:: MATERIALS PROVIDED
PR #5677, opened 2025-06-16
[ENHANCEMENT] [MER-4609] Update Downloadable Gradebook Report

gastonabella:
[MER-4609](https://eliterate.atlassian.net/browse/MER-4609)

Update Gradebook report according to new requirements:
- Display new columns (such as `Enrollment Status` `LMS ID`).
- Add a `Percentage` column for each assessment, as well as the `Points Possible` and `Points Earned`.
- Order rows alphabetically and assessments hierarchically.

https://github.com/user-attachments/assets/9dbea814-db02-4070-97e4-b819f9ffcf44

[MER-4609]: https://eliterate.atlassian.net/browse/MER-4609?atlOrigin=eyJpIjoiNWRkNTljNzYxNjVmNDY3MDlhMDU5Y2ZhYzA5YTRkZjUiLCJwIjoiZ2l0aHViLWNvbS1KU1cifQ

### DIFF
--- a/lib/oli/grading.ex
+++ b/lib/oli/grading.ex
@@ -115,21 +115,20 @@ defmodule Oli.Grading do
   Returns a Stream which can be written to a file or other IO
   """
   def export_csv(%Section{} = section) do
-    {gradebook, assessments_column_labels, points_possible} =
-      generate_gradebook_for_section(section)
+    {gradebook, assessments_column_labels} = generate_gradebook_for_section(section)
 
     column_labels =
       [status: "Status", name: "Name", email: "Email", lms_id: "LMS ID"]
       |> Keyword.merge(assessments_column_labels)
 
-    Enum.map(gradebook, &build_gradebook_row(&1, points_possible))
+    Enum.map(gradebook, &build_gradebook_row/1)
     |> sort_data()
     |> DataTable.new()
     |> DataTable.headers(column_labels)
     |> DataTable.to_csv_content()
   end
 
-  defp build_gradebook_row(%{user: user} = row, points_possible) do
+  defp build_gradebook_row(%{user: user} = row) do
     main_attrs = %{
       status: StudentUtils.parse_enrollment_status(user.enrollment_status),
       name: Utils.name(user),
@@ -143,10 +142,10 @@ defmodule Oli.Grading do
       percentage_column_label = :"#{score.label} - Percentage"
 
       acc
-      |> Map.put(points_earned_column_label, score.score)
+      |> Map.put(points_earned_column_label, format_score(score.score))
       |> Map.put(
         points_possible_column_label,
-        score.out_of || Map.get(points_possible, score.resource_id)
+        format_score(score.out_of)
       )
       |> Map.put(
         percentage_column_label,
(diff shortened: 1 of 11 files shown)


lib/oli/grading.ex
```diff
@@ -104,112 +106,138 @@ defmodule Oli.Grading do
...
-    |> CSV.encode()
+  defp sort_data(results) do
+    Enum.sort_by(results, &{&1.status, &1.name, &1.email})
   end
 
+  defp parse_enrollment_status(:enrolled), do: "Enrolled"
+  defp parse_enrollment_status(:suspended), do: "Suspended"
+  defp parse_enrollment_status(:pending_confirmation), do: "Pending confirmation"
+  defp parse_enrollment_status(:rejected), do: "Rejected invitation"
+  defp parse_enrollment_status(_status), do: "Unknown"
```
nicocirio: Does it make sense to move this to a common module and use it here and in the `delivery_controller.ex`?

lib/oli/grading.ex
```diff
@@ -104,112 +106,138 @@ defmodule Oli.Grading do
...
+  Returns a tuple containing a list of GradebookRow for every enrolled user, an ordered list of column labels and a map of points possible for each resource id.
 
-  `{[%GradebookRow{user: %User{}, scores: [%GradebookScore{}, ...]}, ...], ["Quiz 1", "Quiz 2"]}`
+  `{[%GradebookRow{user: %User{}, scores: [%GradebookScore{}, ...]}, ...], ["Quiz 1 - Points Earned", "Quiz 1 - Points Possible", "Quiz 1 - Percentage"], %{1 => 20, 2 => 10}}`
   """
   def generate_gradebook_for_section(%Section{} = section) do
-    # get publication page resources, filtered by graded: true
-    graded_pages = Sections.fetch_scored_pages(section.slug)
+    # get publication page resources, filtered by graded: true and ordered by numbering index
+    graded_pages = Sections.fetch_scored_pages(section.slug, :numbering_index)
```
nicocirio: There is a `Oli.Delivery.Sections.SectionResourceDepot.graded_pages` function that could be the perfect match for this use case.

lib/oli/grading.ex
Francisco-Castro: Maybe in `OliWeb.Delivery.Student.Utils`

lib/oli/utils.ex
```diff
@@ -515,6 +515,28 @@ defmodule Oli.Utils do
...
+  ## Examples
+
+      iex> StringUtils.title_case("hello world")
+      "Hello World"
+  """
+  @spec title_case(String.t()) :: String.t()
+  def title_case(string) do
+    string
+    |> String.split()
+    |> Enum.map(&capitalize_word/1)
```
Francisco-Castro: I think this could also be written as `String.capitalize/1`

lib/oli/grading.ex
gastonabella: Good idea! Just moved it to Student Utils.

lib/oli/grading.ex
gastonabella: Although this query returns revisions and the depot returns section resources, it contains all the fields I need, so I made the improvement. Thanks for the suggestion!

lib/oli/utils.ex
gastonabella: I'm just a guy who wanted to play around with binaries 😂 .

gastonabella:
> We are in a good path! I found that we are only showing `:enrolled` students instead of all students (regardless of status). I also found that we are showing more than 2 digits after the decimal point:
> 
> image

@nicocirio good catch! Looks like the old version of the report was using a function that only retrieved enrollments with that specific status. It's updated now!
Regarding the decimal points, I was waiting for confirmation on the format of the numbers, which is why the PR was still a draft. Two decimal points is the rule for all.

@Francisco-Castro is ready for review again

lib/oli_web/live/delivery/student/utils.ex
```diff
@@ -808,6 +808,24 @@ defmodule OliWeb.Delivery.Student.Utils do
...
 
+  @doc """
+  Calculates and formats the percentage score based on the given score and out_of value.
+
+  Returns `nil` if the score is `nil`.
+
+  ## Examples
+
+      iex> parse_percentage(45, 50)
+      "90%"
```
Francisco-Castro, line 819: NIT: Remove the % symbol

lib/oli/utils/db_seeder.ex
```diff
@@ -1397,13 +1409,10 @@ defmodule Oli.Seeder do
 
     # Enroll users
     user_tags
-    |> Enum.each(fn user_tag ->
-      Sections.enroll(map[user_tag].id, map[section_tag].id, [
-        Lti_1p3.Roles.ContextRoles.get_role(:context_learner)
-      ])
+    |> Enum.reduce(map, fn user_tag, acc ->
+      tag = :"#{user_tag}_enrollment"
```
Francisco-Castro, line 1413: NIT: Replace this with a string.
::::
WORK TO COMPLETE:
Each line in the listing above that includes "also" is to be copied.

ANSWER:
Francisco-Castro: I think this could also be written as `String.capitalize/1`
> We are in a good path! I found that we are only showing `:enrolled` students instead of all students (regardless of status). I also found that we are showing more than 2 digits after the decimal point:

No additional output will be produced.